> _Task brief_: Run through the data and copy out every line that mentions the word "will".

——————————

PR #82, opened 2025-07-11
Draft: Simplify waitFor methods and reorganize query v3 classes

jschneidereit:
Consolidate multiple waitFor* methods into a single waitFor method with predicate-based approach for different readiness conditions (general, row-based, and chunk-based).

Rename DataCloudQueryStatus to QueryStatus for consistency with QueryTimeout and move both classes to query.v3 namespace in preparation for extracting into separate library.


jdbc-core/src/main/java/com/salesforce/datacloud/query/v3/HyperClient.java
```diff
@@ -0,0 +1,42 @@
...
+    Iterator<QueryResult> getQueryResult(String queryId, long offset, long rowLimit, long byteLimit, boolean omitSchema)
+            throws DataCloudJDBCException;
+
+    Iterator<QueryResult> getQueryResult(String queryId, long chunkId, boolean omitSchema)
+            throws DataCloudJDBCException;
+
+    Stream<QueryStatus> getQueryStatus(String queryId) throws DataCloudJDBCException;
+
+    void cancel(String queryId) throws DataCloudJDBCException;
+}
```
mkaufmann, line 42: This interface seems completely unnecessary at this point, can we just leave it away or is it important to this change?

I'm reluctant about adding this as I'm not sure that an interface like execute* with just sql and queryTimeout makes sense or whether we wouldn't want to have something like queryparams as parameter there.
Similar for generalizing the client the get query result methods would need a way to get dataspace and other execution context. How all of that is stitched together is unclear.

Thus I hope that we can postpone the introduction of this interface until we have a design for the low level API

jdbc-core/src/main/java/com/salesforce/datacloud/query/v3/QueryStatus.java
```diff
@@ -32,8 +32,8 @@
  * </ul>
  */
 @Value
-@Unstable
-public class DataCloudQueryStatus {
+@Unstable // TODO: it might be time to remove this
```
mkaufmann, line 35: Please add comments (like those from the proto) that describe the different fields.

mkaufmann: The `isResultProduced` public methods feel like it shouldn't be used. Folks should rather use `allResultsProduced` or `isExecutionFinished`. Let's remove it

jdbc-core/src/main/java/com/salesforce/datacloud/query/v3/QueryStatus.java
```diff
@@ -77,17 +77,16 @@ public boolean isExecutionFinished() {
         return completionStatus == CompletionStatus.FINISHED;
     }
 
-    public static Optional<DataCloudQueryStatus> of(QueryInfo queryInfo) {
-        return Optional.ofNullable(queryInfo).map(QueryInfo::getQueryStatus).map(DataCloudQueryStatus::of);
+    public static Optional<QueryStatus> of(QueryInfo queryInfo) {
+        return Optional.ofNullable(queryInfo).map(QueryInfo::getQueryStatus).map(QueryStatus::of);
```
mkaufmann, line 81: Do we need to provide an `Optional<QueryStatus>` interface? Parsing of `QueryInfo` I would keep outside of this class

jdbc-core/src/main/java/com/salesforce/datacloud/query/v3/QueryStatus.java
```diff
@@ -99,4 +98,38 @@ private static CompletionStatus of(QueryStatus.CompletionStatus completionStatus
...
+    /**
+     * Provides a set of suggested predicates for determining the status of a query.
+     */
+    public static class Predicates {
+        /**
+         * Simply get the first query status that the server replies with.
+         */
+        public static Predicate<QueryStatus> first() {
+            return status -> true;
+        }
```
mkaufmann, line 111: For discoverability would this make sense to have as a separate class called `QueryStatusPredicates`?

mkaufmann, line 111: Not sure if we need to provide this as an prebuilt abstraction

jdbc-core/src/main/java/com/salesforce/datacloud/jdbc/core/DataCloudConnection.java
```diff
@@ -222,80 +222,37 @@ public DataCloudResultSet getRowBasedResultSet(String queryId, long offset, long
...
         return getChunkBasedResultSet(queryId, chunkId, 1);
     }
 
     /**
-     * Checks if a given row range is available for a query.
-     * This method will wait until the row range specified by the other params is available in the given timeout.
-     *
+     * Checks if a given predicate is satisfied by the status of the specified query.
+     * This method will poll the query status and exit immediately when the predicate is satisfied.
+     * If the predicate is never satisfied, the method will continue trying until the provided timeout is reached.
```
mkaufmann, line 243: Waiting until timeout if the predicate is never satisfied sounds like the wrong behavior. If the query is finished and nothing changes anymore it should finish earlied

jdbc-core/src/main/java/com/salesforce/datacloud/jdbc/core/DataCloudConnection.java
```diff
@@ -222,80 +222,37 @@ public DataCloudResultSet getRowBasedResultSet(String queryId, long offset, long
...
      * @param queryId The identifier of the query to check
-     * @param offset The starting row offset.
-     * @param limit The quantity of rows relative to the offset to wait for
      * @param timeout The duration to wait for the engine have results produced.
-     * @param allowLessThan Whether to return early when the available rows is less than {@code offset + limit}
-     * @return The first status where the rows available meet the constraints defined by the parameters or the last status the server replied with.
+     * @param predicate The condition to check against the query status,
+     *                  you can use {@link QueryStatus#isExecutionFinished()}, {@link QueryStatus#allResultsProduced()}, and {@link QueryStatus#isResultProduced()},
+     *                  as well as the methods on {@link QueryStatus.Predicates} for more complex predicates involving pages of rows or chunks
+     * @return The first status that satisfies the predicate, or the last {@link QueryStatus} received before timeout.
```
mkaufmann, line 250: Should we rather throw an exception if the query status condition couldn't be met? That way it would be super explicit that the method will only return if the condition was met

jdbc-core/src/main/java/com/salesforce/datacloud/jdbc/core/DataCloudResultSet.java
```diff
@@ -15,13 +15,8 @@
...
 
-import com.salesforce.datacloud.jdbc.exception.DataCloudJDBCException;
-import com.salesforce.datacloud.query.v3.DataCloudQueryStatus;
 import java.sql.ResultSet;
-import java.util.stream.Stream;
 
 public interface DataCloudResultSet extends ResultSet {
     String getQueryId();
-
-    Stream<DataCloudQueryStatus> getQueryStatus() throws DataCloudJDBCException;
```
mkaufmann, line 26: This change doesn't seem to be described in the commit message?

jdbc-core/src/main/java/com/salesforce/datacloud/jdbc/core/HyperGrpcClientExecutor.java
```diff
@@ -90,12 +90,13 @@ public HyperGrpcClientExecutor withQueryParams(QueryParam additionalQueryParams)
         return this;
     }
 
-    public Iterator<ExecuteQueryResponse> executeQuery(String sql, QueryTimeout queryTimeout) throws SQLException {
+    public Iterator<ExecuteQueryResponse> executeQuery(String sql, QueryTimeout queryTimeout)
+            throws DataCloudJDBCException {
```
mkaufmann, line 94: Why can't this continue to be a SQLException? We currently use `DataCloudJDBCException` in a lot of places where it does provide no value over a normal SQLException. Wouldn't we want to rather change those places to throw a normal SQLException?

jdbc-core/src/test/java/com/salesforce/datacloud/jdbc/core/partial/DataCloudQueryPollingTest.java
```diff
@@ -40,41 +38,17 @@ class DataCloudQueryPollingTest {
...
-                    .isTrue();
-
-            Assertions.assertThatThrownBy(() -> connection.waitForRowsAvailable(
-                            statement.getQueryId(), 100, 10, Duration.ofSeconds(1), true))
-                    .hasMessageContaining("Timed out waiting for new items to be available")
-                    .isInstanceOf(DataCloudJDBCException.class);
+            val result = connection.waitFor(
+                    statement.getQueryId(), Duration.ofMillis(100), QueryStatus.Predicates.rowsAvailable(100, 10));
+            assertThat(result.getRowCount()).isEqualTo(109);
+            assertThat(result.allResultsProduced()).isTrue();
```
mkaufmann, line 51: Revisit these test cases when we have a decision on whether waitFor should throw

jdbc-core/src/test/java/com/salesforce/datacloud/jdbc/examples/RowBasedPaginationTest.java
```diff
@@ -86,12 +86,14 @@ public void testRowBasedPagination() throws SQLException {
...
-            DataCloudQueryStatus status = conn.waitForRowsAvailable(queryId, currentOffset, pageSize, timeout, true);
+            QueryStatus status =
+                    conn.waitFor(queryId, timeout, QueryStatus.Predicates.rowsAvailable(currentOffset, pageSize));
 
             while (true) {
                 final boolean shouldCheck = !status.allResultsProduced() && currentOffset >= status.getRowCount();
                 if (shouldCheck) {
-                    status = conn.waitForRowsAvailable(queryId, currentOffset, pageSize, timeout, true);
+                    status = conn.waitFor(
+                            queryId, timeout, QueryStatus.Predicates.rowsAvailable(currentOffset, pageSize));
```
mkaufmann, line 96: The example code doesn't handle timeouts correctly. In case of a timeout it would now just go to `getRowBasedResultSet` requesting an invalid page range

jdbc-core/src/test/java/com/salesforce/datacloud/jdbc/examples/ResultScanTest.java
```diff
@@ -59,7 +59,7 @@ void testResultScanWithWait() {
 
         try (val conn = DataCloudConnection.of(channelBuilder, properties);
                 val stmt = conn.createStatement()) {
-            conn.waitForQueryStatus(queryId, Duration.ofDays(1), DataCloudQueryStatus::isExecutionFinished);
+            conn.waitFor(queryId, Duration.ofDays(1), QueryStatus::isExecutionFinished);
```
mkaufmann, line 62: This example doesn't handle timeouts correctly

jdbc-core/src/test/java/com/salesforce/datacloud/jdbc/examples/ChunkBasedPaginationTest.java
```diff
@@ -60,12 +60,11 @@ public void testChunkBasedPagination() throws SQLException {
...
 
         int prev = 1;
-        DataCloudQueryStatus status = null;
+        QueryStatus status = null;
         while (true) {
             try (final DataCloudConnection conn = DataCloudConnection.of(channelBuilder, properties)) {
                 if (status == null || !status.allResultsProduced()) {
-                    status = conn.waitForChunksAvailable(
-                            queryId, offset.get(), 1, timeout, false); // false because we're waiting for the next chunk
+                    status = conn.waitFor(queryId, timeout, QueryStatus.Predicates.chunksAvailable(offset.get(), 1));
```
mkaufmann, line 67: This example doesn't handle timeouts correctly

jdbc-core/src/test/java/com/salesforce/datacloud/query/v3/QueryStatusTest.java
```diff
@@ -0,0 +1,175 @@
...
+import org.junit.jupiter.api.DisplayName;
+import org.junit.jupiter.api.Named;
+import org.junit.jupiter.api.Test;
+import org.junit.jupiter.params.ParameterizedTest;
+import org.junit.jupiter.params.provider.Arguments;
+import org.junit.jupiter.params.provider.MethodSource;
+import salesforce.cdp.hyperdb.v1.QueryInfo;
+
+class QueryStatusTest {
+    private static QueryInfo random(Consumer<salesforce.cdp.hyperdb.v1.QueryStatus.Builder> update) {
```
mkaufmann, line 38: What is random about this?

jdbc-core/src/main/java/com/salesforce/datacloud/query/v3/QueryStatus.java
jschneidereit: Because it's a static inner class it feels pretty discoverable, it's also referenced in the javadoc for the top-level `waitFor` which I thought you or Adrian had said was good for discoverability 🤔

jdbc-core/src/test/java/com/salesforce/datacloud/jdbc/examples/RowBasedPaginationTest.java
```diff
@@ -78,29 +78,33 @@ public void testRowBasedPagination() throws SQLException {
...
 
-                final boolean readAllRows = status.allResultsProduced() && currentOffset >= status.getRowCount();
+                final boolean readAllRows = status.allResultsProduced() && currentOffset.get() >= status.getRowCount();
                 if (readAllRows) {
                     break;
                 }
 
-                final DataCloudResultSet rs =
-                        conn.getRowBasedResultSet(queryId, currentOffset, pageSize, RowBased.Mode.SINGLE_RPC);
+                final DataCloudResultSet rs = conn.getRowBasedResultSet(queryId, currentOffset.get(), pageSize);
```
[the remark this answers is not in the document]
mkaufmann: Actually I think the best approach is to just simplify the interface to
```
conn.getRowBasedResultSet(queryId, offset)
```
and remove the variant with limit. The behavior would be exactly like
```
... create full result set
rs.absolute(offset)
```
and it would just allow to provide a cheap variant to get this behavior. The user can then figure out how to track the number of consumed rows / page limit themselves and it should be a problem. And by defining that it behaves like full result set + absolute the `getRow()` semantics would also be clarified that it should be the row id within query wide result set

jdbc-core/src/main/java/com/salesforce/datacloud/query/v3/QueryStatus.java
jschneidereit: This can be removed once the `Stream` heavy `QueryStatusListener` implementations are replaced

jdbc-core/src/test/java/com/salesforce/datacloud/jdbc/examples/RowBasedPaginationTest.java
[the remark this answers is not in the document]
jschneidereit: Couldn't we just avoid this by saying that page bounds should be calculated based on a QueryStatus? We could have an overload like: `getRowBasedResultSet(queryId, offset, status)` and calculate the limit internally

jschneidereit:
Replaced by #92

——————————

> _Exercise output_:
-     * This method will wait until the row range specified by the other params is available in the given timeout.
+     * This method will poll the query status and exit immediately when the predicate is satisfied.
+     * If the predicate is never satisfied, the method will continue trying until the provided timeout is reached.
mkaufmann, line 250: Should we rather throw an exception if the query status condition couldn't be met? That way it would be super explicit that the method will only return if the condition was met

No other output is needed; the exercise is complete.